Replication of the hepatitis B virus requires a calcium-dependent HBx-induced G1 phase arrest of hepatocytes

Tricia L Gearhart and Michael J Bouchard
Virology (New York, N.Y.), v 407(1)
2010
DOI: https://doi.org/10.1016/j.virol.2010.07.042
PMID: 20719353
Featured in Collection :   UN Sustainable Development Goals @ Drexel
url
https://doi.org/10.1016/j.virol.2010.07.042View
Published, Version of Record (VoR) Open

Abstract

Hepatitis B Virus Calcium Viral replication Primary hepatocytes Cell cycle HBx
Chronic HBV infections cause hepatocellular carcinoma (HCC). Activities of the HBV HBx protein regulate HBV replication and may contribute to the development of HCC. We previously reported that HBx causes primary rat hepatocytes to exit G0 but stall in G1 phase of the cell cycle; entry into G1 stimulated HBV replication.
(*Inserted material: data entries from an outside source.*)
PR #10834, opened 2021-09-16
Create a constant for a small png image in tests.

clokep:
From a review comment on https://github.com/matrix-org/synapse/pull/10814#discussion_r710113115, but seemed worth factoring out and using it in other places too.

This only touches tests so should be good to go if unit tests pass.

### DIFF
--- a/tests/rest/admin/test_user.py
+++ b/tests/rest/admin/test_user.py
@@ -1,4 +1,4 @@
-# Copyright 2018 New Vector Ltd
+# Copyright 2018-2021 The Matrix.org Foundation C.I.C.
 #
 # Licensed under the Apache License, Version 2.0 (the "License");
 # you may not use this file except in compliance with the License.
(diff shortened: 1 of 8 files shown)


reivilibre (approved):
Thanks!

If tests are good, good with me.

Not sure why Portdb is sad, but probably unrelated...?

tests/rest/admin/test_user.py
```diff
@@ -2835,11 +2835,7 @@ def test_order_by(self):
...
 
         # Resolution: 1×1, MIME type: image/png, Extension: png, Size: 67 B
-        image_data1 = unhexlify(
-            b"89504e470d0a1a0a0000000d4948445200000001000000010806"
-            b"0000001f15c4890000000a49444154789c63000100000500010d"
-            b"0a2db40000000049454e44ae426082"
-        )
+        image_data1 = SMALL_PNG
         # Resolution: 1×1, MIME type: image/gif, Extension: gif, Size: 35 B
         image_data2 = unhexlify(
```
clokep, line 2840: I should mention that I checked other images in the tests and all of them are unique, so nothing to factor out.

reivilibre:
> I seem to have made all of CI unhappy. I'm going to let it churn for a bit and then restart.

Probably got cancelled because Portdb failed (looked like starting Postgres timed out, think that happened 'randomly' to me before). I'll give it a ~~kick~~ _restart_.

We now report that the activity of the mitochondria permeability transition pore is required for HBx regulation of cell cycle proteins and HBV replication in primary rat hepatocytes, that progression from G0 to G1 stimulates HBV polymerase activity, and that HBV replication is facilitated by the HBx-induced G1 arrest. HBx stimulation of HBV replication was linked to elevation of the R2 subunit of ribonucleotide reductase. Our studies suggest that HBx uses mitochondrial-dependent calcium signaling to cause hepatocytes to exit G0 but stall in G1 and that this HBx activity alters the cellular environment and stimulates HBV replication.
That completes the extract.